Interval Training is Better
It is a fact that humans function more efficiently as interval machines. Our structure and Physiological makeup confirm it and studies prove you burn 8-9 times more calories with a higher metabolic rate following the session. We evolved, (and survived), in the ability to hunt, chase, and kill, then rest, eat, and be productive around camp. Designing a workout of various exercises, (usually falsely separated at weights & cardio), of 30-45 seconds each, followed by 1-2 minutes of rest is the way to go. Elevate heart rate, recover, repeat for 20-45 minutes. Perfect! The idea that 26.2 miles or an Ironman, is a true mark of fitness is preposterous. Overuse at its best.And, if your goal is to shed a few pounds and crank up your metabolism, nothing beats intervals.

Less is More
Who says you have to workout for an hour everyday?

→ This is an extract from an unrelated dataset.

PR #221, opened 2024-05-29
DaXi dataset reader implementation

JoOkuma:
Hi, we have a new DaXi file format.
The metadata might change, so I'll leave this as a draft PR until it's fixed.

You know that responsible eating habits are 90% of the battle so a couple of hard resistance training workouts per week, and incorporating a long walk, a hike, a yoga or pilates class, and/or 20 minutes of sprints once a week are completely adequate. Recovery and regeneration are part of fitness.

Vary the Intensity
Going hand in hand with intervals, changing how much, (perhaps resistance, sets, reps, rest), how hard, (perhaps effort, resistance), and how long, (perhaps duration of set or workout), resistance type, (rubber tubing, Bowflex, water), body position, (standing, seated, lying, on a ball), are all tactics to employ. No one said you have to flop on a bench and do 10 reps with the 15 pound dumbbells every time you do a press.

Forget the Isolation of Body Parts Routine
Isolation is fine once in a while, biceps, triceps, etc, for specific goals, but know that there is truly no such thing as muscle isolation. AND, Isolation is not the way the body is intended to function. When you reach for a cup of water, I'm sure you don't think about shoulder flexion, elbow extension, elbow flexion, and glenohumeral internal rotation. It's all hard wired and happens naturally.
Incorporating more integrated movements, more often, like squats, deadlifts, pullups, pushups, and rowing all involve a multitude of movers and stabilizers and are more beneficial overall.

Try Something Different
The assisted Pullup machine, rowing machine, or rubberized resistance tubes are all examples of neglected, yet beneficial exercise tools.

Eliminate High Risk Low Benefit Exercises
"Just because an exercise has been done for years does not make it safe or effective." -Tom Purvis founder RTS

A short list might include upright rows and tricep dips, but every exercise comes with inherent risks if performed improperly with too much load, with too often a frequency, too fast, or even too great a range. Learning what to do and how to do it to best serve your goals may be best answered by hiring a fitness professional.

Hire a Trainer
Although many times finding a quality personal trainer is like shooting darts in the dark, watching them work, talking to who they work with, and interviewing before paying is a good idea. Worst case, you come out getting a few ideas to pursue on your own.